Dans la recherche de ces manières d’exister, il faut voir sans doute l’action d’une « volonté de puissance », mais celle aussi des sentiments de sympathie. Les hommes n’y apparaissent pas seulement, ni surtout désireux de dominer brutalement leurs semblables ; ils songent à l’effet qu’ils produisent sur l’opinion ; ils se surveillent pour être honorés, ils se révèlent soucieux de l’estime publique. Il est vraisemblable que cette concurrence pour l’estime entraînera d’autres effets que ceux du simple combat pour la survie. Et l’on pressent déjà qu’en utilisant adroitement ces tendances, la société, regagnant quelque chose sur l’égoïsme des individus, pourra leur donner peut-être l’habitude et leur inspirer le goût non plus seulement du bien-être, mais du bien-vivre.

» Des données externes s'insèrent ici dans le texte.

Issue #1181, opened 2021-05-20
Export Key screen


DmitryBespalov:
*   Title
    *   Export 
*   Segmented buttons
    *   **Seed Phrase**
        *   Shows the seed phrase with numbered words
        *   NO QR-code
    *   **Private Key**
        *   Shows the private key as a hexadecimal string
        *   QR code: content is the private key string
*   **Share **button
    *   Opens system “Share” sheet to share either seed phrase or a private key (whatever is currently selected
*   **Back** button
    *   Closes the flow and goes back to previous screen (key details)

**Zeplin**

https://zpl.io/VDgYQMg
https://zpl.io/2j3BdmA

*   Links

**Tracking**

*   Screen id when seed is active: screen_owner_export_seed
*   Screen id when private key is active: screen_owner_export_key

liliya-soroka:
Verified
app version 2.17.0 (450)

the tracking will be checked separately

PR #1197, opened 2021-05-27
gh-1181 Fixed export screen opening

DmitryBespalov:
- Fixed: seed phrase now with 12 words instead of 24
- Fixed: export key screen shows actual seed phrase and/or private key

### DIFF
--- a/Multisig/Data/Services/Utils/GSError.swift
+++ b/Multisig/Data/Services/Utils/GSError.swift
@@ -431,7 +431,7 @@ enum GSError {
         let howToFix = "Please remove this key"
         let domain = iOSErrorDomain
         let code = 1315
-        let loggable = false
+        let loggable = true
     }
 
     struct PrivateKeyFetchError: DetailedLocalizedError {
@@ -440,6 +440,6 @@ enum GSError {
         let howToFix = "Please try again"
         let domain = iOSErrorDomain
         let code = 1316
-        let loggable = false
+        let loggable = true
     }
 }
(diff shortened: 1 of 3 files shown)


Multisig/Data/Services/Utils/GSError.swift
```diff
@@ -424,4 +424,22 @@ enum GSError {
...
         let loggable = false
     }
+
+    struct PrivateKeyDataNotFound: DetailedLocalizedError {
+        let description = "Failed to find private key data"
+        let reason: String
+        let howToFix = "Please remove this key"
+        let domain = iOSErrorDomain
+        let code = 1315
+        let loggable = false
```
sche: I would make it loggable

Multisig/Data/Services/Utils/GSError.swift
```diff
@@ -424,4 +424,22 @@ enum GSError {
...
+    }
+
+    struct PrivateKeyFetchError: DetailedLocalizedError {
+        let description = "Failed to fetch private key"
+        let reason: String
+        let howToFix = "Please try again"
+        let domain = iOSErrorDomain
+        let code = 1316
+        let loggable = false
```
sche: same here

sche (approved):

Multisig/Data/Services/Utils/GSError.swift
DmitryBespalov: why so?

PR #1236, opened 2021-06-09
Change naming from Multisig

MouazAlzahabi:


Multisig/Info.plist
```diff
@@ -86,7 +86,7 @@
 	<key>NSCameraUsageDescription</key>
 	<string>Safe need to use camera to scan QR code.</string>
 	<key>NSFaceIDUsageDescription</key>
-	<string>This will allow Safe Multisig to access your Face ID to open app and sign transactions.</string>
+	<string>This will allow Safe to access your Face ID to open app and sign transactions.</string>
```
sche: Should it be "Gnosis Safe"?

Multisig/Info.plist
```diff
@@ -7,7 +7,7 @@
 	<key>CFBundleDevelopmentRegion</key>
 	<string>$(DEVELOPMENT_LANGUAGE)</string>
 	<key>CFBundleDisplayName</key>
-	<string>$(DISPLAY_NAME)</string>
+	<string>Safe</string>
```
sche: Should it be Gnosis Safe?

sche:
I would request a review from Tobi / Lukas on these changes. We have mixture of Safe/Gnosis Safe and it would be better to double check where to use what

sche (approved):

Issue #1229, opened 2021-06-07
Add unit tests for the Balances List view controller


DmitryBespalov:
Explore what and where can be tested and covered. Goal is 100% coverage (if possible).
Investigate Snapshot testing.

# QA notes
Nothing to QA

liliya-soroka:
closed as no QA required

PR #1238, opened 2021-06-09
gh-1229 Add tests

DmitryBespalov:
# Setting Up Git LFS for snapshot testing

https://docs.github.com/en/github/managing-large-files/versioning-large-files/about-git-large-file-storage

    brew install git-lfs


MultisigIntegrationTests/UI Snapshot Tests/BalanceTableViewCellTests.swift
```diff
@@ -0,0 +1,48 @@
...
+            cell.setDetailText("")
+            cell.setSubDetailText("")
+            cell.setImage(UIImage())
+        }
+        assertSnapshot(matching: vc, as: .image(on: .iPhoneX))
+    }
+
+    func testLongStrings() {
+        let vc = CellTestViewController<BalanceTableViewCell>(estimatedHeight: 60) { cell in
+            cell.setMainText(String(repeating: "ETH repeating ", count: 15))
```
DmitryBespalov, line 41: this needs to be fixed actually, because only amounts are shown

sche: so what is wrong here?

MultisigIntegrationTests/UI Snapshot Tests/BalanceTableViewCellTests.swift
```diff
@@ -0,0 +1,48 @@
...
+        let vc = CellTestViewController<BalanceTableViewCell>(estimatedHeight: 60) { cell in
+            cell.setMainText("ETH")
+            cell.setDetailText("0,005")
+            cell.setSubDetailText("155,84 USD")
+            cell.setImage(UIImage(named: "ico-ether")!)
+        }
+        assertSnapshot(matching: vc, as: .image(on: .iPhoneX))
+    }
+
+    func testNotConfigured() {
```
sche: do we need to test notConfigured/Empty at all?

sche:
How about a test using BalancesVC with mock data to increase coverage for the whole controller?

MultisigIntegrationTests/UI Snapshot Tests/BalanceTableViewCellTests.swift
DmitryBespalov: These are testing edge cases. Not configured is used because the XIB had some text, so I fixed it. Empty was used to double-check that it works with empty values.

DmitryBespalov:
@sche I want to start small 😉

sche (approved):

PR #555, opened 2020-03-27
Replace vector capacity logic with size logic.

anon-ord:
Vector allocations were using std::vector::reserve() followed by
references to std::vector::data() and offsets from
std::vector::data().

### DIFF
--- a/VulkanHppGenerator.cpp
+++ b/VulkanHppGenerator.cpp
@@ -1978,8 +1978,7 @@ void VulkanHppGenerator::appendFunctionBodyEnhancedVectorOfUniqueHandles(std::st
 {
   std::string const stringTemplate =
     R"(${i}  static_assert( sizeof( ${type} ) <= sizeof( UniqueHandle<${type}, Dispatch> ), "${type} is greater than UniqueHandle<${type}, Dispatch>!" );
-${i}  std::vector<UniqueHandle<${type}, Dispatch>, Allocator> ${typeVariable}s${allocator};
-${i}  ${typeVariable}s.reserve( ${vectorSize} );
+${i}  std::vector<UniqueHandle<${type}, Dispatch>, Allocator> ${typeVariable}s(${vectorSize}${allocator});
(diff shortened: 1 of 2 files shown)


asuessenbach:
Have you encountered any issues with that code?
Actually, we reserve some memory, use that memory as a scratch area, and then push_back stuff into the vector.

anon-ord:
Hi Andreas,

Yeah, we have encountered problems with that code.  It fails our asan
testing.  This is an example of the logic we're concerned about:

 commandBuffers.reserve( allocateInfo.commandBufferCount );

 CommandBuffer* buffer = reinterpret_cast<CommandBuffer*>(
reinterpret_cast<char*>( commandBuffers.data() ) +
allocateInfo.commandBufferCount * ( sizeof( UniqueHandle<CommandBuffer,
Dispatch> ) - sizeof( CommandBuffer ) ) );

 Result result = static_cast<Result>(d.vkAllocateCommandBuffers( m_device,
reinterpret_cast<const VkCommandBufferAllocateInfo*>( &allocateInfo ),
reinterpret_cast<VkCommandBuffer*>( buffer ) ) );


This makes sense to us because reserve doesn't modify the size of the
container, only its capacity and the hpp code relies on the .data() method
(plus offsets) which has strict size requirements.

I've seen this language in a few places, a quick search yields this on
https://en.cppreference.com/w/cpp/container/vector/data :

"Returns pointer to the underlying array serving as element storage. The
pointer is such that range [data(); data() + size()) is always a valid
range, even if the container is empty (data() is not dereferenceable in
that case)."

and https://en.cppreference.com/w/cpp/container/vector/reserve:

"reserve() does not change the size of the vector."

The vkAllocateCommandBuffers() call in the code example above requires that
the memory is allocated (i.e. (data() + offset is valid)) and reserve() doesn't
guarantee that.

Sizing guarantees the size is valid so we're suggesting this change to
remedy.

Cheers,

John

asuessenbach:
Hi John,

thanks for your detailed explanation. Especially this little note in https://en.cppreference.com/w/cpp/container/vector/data made it evident to change the handling:
> If size() is 0, data() may or may not return a null pointer.

But as your proposed change is not quite right (you resize the vector, and then push_back on it), I've created my own PR #560 to resolve that issue.

I hope, you're fine with that.

Stay safe,

    Andreas

anon-ord:
That's all good Andreas.  Thanks.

Il est remarquable en effet que l’idéal des hommes n’est pas laissé à leur seule fantaisie individuelle ; il est au contraire guidé et comme bridé par la société qui les réunit. Vis-à-vis de chacun d’eux, celle-ci représente les intérêts de tous : au service de l’idéal commun elle mettra l’empire des

  1. V. Veblen, Leisure Class.
  2. V. Gurewitsch, Entwick. der Bedürfn..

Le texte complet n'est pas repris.